Task directions: Once you have read the data below, please repeat all of it exactly.

Source data:

^^^^

PR #136, opened 2026-07-30
fix: label esc as back in agent detail pager footer (#130)

### LINKED ISSUE #130: Esc key is incorrectly labeled as “summary” in phase details view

^^^^

Completed task:
PR #136, opened 2026-07-30
fix: label esc as back in agent detail pager footer (#130)

### LINKED ISSUE #130: Esc key is incorrectly labeled as “summary” in phase details view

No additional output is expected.